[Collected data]
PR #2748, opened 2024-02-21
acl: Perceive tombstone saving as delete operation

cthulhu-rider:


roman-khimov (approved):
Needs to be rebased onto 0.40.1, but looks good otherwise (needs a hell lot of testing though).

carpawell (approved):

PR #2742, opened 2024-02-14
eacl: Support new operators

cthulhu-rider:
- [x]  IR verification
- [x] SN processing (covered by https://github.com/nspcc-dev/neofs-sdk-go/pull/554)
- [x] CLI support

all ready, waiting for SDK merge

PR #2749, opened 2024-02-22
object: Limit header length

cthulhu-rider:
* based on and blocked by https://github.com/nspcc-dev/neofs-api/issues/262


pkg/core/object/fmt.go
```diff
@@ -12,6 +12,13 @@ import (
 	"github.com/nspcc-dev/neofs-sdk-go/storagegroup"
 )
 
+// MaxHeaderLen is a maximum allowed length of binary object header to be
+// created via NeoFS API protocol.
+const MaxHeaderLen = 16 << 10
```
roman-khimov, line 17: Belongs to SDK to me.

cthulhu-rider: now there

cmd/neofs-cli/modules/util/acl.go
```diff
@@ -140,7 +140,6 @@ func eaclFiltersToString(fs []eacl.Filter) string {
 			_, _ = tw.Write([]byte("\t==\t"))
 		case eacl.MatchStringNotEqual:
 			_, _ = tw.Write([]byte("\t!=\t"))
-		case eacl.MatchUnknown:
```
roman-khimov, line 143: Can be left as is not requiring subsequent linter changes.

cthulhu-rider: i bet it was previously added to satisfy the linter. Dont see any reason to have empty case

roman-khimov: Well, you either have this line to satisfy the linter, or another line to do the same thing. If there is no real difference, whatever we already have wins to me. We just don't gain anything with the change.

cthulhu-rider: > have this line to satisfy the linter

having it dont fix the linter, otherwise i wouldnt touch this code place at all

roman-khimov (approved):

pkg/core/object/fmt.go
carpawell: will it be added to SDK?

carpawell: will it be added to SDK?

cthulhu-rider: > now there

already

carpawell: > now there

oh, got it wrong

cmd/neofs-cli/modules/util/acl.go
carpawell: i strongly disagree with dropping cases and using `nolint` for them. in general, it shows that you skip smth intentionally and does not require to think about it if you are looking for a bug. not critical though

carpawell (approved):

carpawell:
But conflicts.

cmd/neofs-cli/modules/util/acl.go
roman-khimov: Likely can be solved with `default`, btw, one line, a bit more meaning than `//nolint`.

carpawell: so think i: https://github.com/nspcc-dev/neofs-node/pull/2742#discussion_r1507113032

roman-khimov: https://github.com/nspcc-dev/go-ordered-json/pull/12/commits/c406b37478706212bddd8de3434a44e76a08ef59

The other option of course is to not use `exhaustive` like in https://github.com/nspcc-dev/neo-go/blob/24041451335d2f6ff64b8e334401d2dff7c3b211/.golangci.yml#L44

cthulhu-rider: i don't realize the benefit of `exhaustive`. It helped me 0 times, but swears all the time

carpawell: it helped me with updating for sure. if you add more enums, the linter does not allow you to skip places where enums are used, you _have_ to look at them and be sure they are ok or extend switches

ACTIVITY: Every entry shown above is to be written out exactly.

OUTPUT BELOW:
PR #2748, opened 2024-02-21
acl: Perceive tombstone saving as delete operation

cthulhu-rider:


roman-khimov (approved):
Needs to be rebased onto 0.40.1, but looks good otherwise (needs a hell lot of testing though).

carpawell (approved):

PR #2742, opened 2024-02-14
eacl: Support new operators

cthulhu-rider:
- [x]  IR verification
- [x] SN processing (covered by https://github.com/nspcc-dev/neofs-sdk-go/pull/554)
- [x] CLI support

all ready, waiting for SDK merge

PR #2749, opened 2024-02-22
object: Limit header length

cthulhu-rider:
* based on and blocked by https://github.com/nspcc-dev/neofs-api/issues/262


pkg/core/object/fmt.go
```diff
@@ -12,6 +12,13 @@ import (
 	"github.com/nspcc-dev/neofs-sdk-go/storagegroup"
 )
 
+// MaxHeaderLen is a maximum allowed length of binary object header to be
+// created via NeoFS API protocol.
+const MaxHeaderLen = 16 << 10
```
roman-khimov, line 17: Belongs to SDK to me.

cthulhu-rider: now there

cmd/neofs-cli/modules/util/acl.go
```diff
@@ -140,7 +140,6 @@ func eaclFiltersToString(fs []eacl.Filter) string {
 			_, _ = tw.Write([]byte("\t==\t"))
 		case eacl.MatchStringNotEqual:
 			_, _ = tw.Write([]byte("\t!=\t"))
-		case eacl.MatchUnknown:
```
roman-khimov, line 143: Can be left as is not requiring subsequent linter changes.

cthulhu-rider: i bet it was previously added to satisfy the linter. Dont see any reason to have empty case

roman-khimov: Well, you either have this line to satisfy the linter, or another line to do the same thing. If there is no real difference, whatever we already have wins to me. We just don't gain anything with the change.

cthulhu-rider: > have this line to satisfy the linter

having it dont fix the linter, otherwise i wouldnt touch this code place at all

roman-khimov (approved):

pkg/core/object/fmt.go
carpawell: will it be added to SDK?

carpawell: will it be added to SDK?

cthulhu-rider: > now there

already

carpawell: > now there

oh, got it wrong

cmd/neofs-cli/modules/util/acl.go
carpawell: i strongly disagree with dropping cases and using `nolint` for them. in general, it shows that you skip smth intentionally and does not require to think about it if you are looking for a bug. not critical though

carpawell (approved):

carpawell:
But conflicts.

cmd/neofs-cli/modules/util/acl.go
roman-khimov: Likely can be solved with `default`, btw, one line, a bit more meaning than `//nolint`.

carpawell: so think i: https://github.com/nspcc-dev/neofs-node/pull/2742#discussion_r1507113032

roman-khimov: https://github.com/nspcc-dev/go-ordered-json/pull/12/commits/c406b37478706212bddd8de3434a44e76a08ef59

The other option of course is to not use `exhaustive` like in https://github.com/nspcc-dev/neo-go/blob/24041451335d2f6ff64b8e334401d2dff7c3b211/.golangci.yml#L44

cthulhu-rider: i don't realize the benefit of `exhaustive`. It helped me 0 times, but swears all the time

carpawell: it helped me with updating for sure. if you add more enums, the linter does not allow you to skip places where enums are used, you _have_ to look at them and be sure they are ok or extend switches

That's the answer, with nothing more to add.